(Beginning of Given data)
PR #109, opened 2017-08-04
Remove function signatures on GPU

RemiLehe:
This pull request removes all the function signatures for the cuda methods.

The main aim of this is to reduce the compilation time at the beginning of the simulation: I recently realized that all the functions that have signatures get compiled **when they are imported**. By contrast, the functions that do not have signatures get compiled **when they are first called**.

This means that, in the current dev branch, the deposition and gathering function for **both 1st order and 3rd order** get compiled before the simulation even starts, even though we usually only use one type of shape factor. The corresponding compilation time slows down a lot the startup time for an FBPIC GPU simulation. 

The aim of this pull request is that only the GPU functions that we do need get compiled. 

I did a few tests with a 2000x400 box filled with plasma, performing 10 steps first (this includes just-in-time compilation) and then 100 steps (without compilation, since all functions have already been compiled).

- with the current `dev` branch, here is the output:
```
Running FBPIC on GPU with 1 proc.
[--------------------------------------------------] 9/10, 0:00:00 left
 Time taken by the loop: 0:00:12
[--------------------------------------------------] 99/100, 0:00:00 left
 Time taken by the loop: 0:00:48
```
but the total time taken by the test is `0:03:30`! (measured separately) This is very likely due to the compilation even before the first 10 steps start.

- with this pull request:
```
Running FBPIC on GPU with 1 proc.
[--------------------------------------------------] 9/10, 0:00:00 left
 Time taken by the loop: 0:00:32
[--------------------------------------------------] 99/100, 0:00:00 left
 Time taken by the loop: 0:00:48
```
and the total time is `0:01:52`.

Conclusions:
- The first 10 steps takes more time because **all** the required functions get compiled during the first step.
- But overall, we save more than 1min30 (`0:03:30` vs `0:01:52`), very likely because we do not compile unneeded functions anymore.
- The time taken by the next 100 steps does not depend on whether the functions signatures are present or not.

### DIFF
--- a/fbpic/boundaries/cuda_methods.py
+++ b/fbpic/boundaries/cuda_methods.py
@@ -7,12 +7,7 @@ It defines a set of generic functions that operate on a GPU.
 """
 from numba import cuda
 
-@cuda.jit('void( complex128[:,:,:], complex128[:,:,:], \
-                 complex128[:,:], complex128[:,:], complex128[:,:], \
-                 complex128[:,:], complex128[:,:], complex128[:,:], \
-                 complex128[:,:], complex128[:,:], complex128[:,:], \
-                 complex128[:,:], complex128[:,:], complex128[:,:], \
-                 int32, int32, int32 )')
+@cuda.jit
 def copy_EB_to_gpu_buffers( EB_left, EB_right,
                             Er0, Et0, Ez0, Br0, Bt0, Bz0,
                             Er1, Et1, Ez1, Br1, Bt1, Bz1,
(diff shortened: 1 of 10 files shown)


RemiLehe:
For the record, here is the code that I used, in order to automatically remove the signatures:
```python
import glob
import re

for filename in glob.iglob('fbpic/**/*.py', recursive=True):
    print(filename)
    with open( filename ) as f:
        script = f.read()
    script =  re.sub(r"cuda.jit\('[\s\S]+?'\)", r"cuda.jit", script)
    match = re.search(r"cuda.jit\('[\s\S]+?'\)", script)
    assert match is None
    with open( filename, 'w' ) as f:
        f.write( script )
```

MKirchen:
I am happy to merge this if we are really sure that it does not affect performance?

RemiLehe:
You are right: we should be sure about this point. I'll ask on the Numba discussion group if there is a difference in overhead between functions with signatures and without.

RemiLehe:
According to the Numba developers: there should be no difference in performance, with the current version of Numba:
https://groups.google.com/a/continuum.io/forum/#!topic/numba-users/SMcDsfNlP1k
(End of Given data)
(Beginning of Given data)
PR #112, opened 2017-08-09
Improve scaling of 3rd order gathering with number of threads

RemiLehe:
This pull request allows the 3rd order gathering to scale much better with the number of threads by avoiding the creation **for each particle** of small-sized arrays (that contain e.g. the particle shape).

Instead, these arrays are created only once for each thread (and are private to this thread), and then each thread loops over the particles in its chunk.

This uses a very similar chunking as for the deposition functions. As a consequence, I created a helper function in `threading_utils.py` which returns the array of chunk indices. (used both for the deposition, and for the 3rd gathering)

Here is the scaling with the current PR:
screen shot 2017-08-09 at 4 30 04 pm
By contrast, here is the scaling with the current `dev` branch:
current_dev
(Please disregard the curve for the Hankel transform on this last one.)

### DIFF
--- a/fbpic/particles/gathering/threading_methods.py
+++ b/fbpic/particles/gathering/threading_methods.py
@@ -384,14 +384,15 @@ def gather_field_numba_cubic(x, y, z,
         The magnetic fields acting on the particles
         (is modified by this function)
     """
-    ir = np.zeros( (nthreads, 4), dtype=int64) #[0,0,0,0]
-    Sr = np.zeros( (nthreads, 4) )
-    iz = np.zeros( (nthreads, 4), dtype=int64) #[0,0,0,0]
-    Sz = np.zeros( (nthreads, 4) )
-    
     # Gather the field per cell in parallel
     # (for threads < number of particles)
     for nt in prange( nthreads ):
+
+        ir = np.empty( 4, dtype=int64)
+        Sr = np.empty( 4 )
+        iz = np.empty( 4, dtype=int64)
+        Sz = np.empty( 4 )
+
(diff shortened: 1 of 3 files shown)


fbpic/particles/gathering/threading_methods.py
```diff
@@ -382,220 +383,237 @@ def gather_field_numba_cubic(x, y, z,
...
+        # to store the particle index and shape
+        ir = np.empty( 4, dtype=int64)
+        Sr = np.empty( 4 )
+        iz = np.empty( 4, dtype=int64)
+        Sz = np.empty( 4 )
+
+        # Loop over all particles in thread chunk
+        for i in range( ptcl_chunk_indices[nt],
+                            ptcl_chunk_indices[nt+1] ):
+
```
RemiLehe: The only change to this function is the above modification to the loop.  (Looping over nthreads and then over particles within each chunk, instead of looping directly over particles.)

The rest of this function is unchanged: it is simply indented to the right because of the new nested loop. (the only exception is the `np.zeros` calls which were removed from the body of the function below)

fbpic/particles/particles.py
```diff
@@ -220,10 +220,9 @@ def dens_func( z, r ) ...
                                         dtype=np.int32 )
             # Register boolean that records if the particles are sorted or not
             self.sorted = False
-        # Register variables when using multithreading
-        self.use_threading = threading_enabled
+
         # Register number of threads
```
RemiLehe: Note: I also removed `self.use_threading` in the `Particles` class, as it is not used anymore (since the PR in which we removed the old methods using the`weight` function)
(End of Given data)
• [Your assignment]:
Everything above from the line containing "PR #112, opened 2017-08-09" down to the line containing "current_dev" is to be transcribed exactly, with both of those lines included and nothing else added.

• [Result of this exercise]:
PR #112, opened 2017-08-09
Improve scaling of 3rd order gathering with number of threads

RemiLehe:
This pull request allows the 3rd order gathering to scale much better with the number of threads by avoiding the creation **for each particle** of small-sized arrays (that contain e.g. the particle shape).

Instead, these arrays are created only once for each thread (and are private to this thread), and then each thread loops over the particles in its chunk.

This uses a very similar chunking as for the deposition functions. As a consequence, I created a helper function in `threading_utils.py` which returns the array of chunk indices. (used both for the deposition, and for the 3rd gathering)

Here is the scaling with the current PR:
screen shot 2017-08-09 at 4 30 04 pm
By contrast, here is the scaling with the current `dev` branch:
current_dev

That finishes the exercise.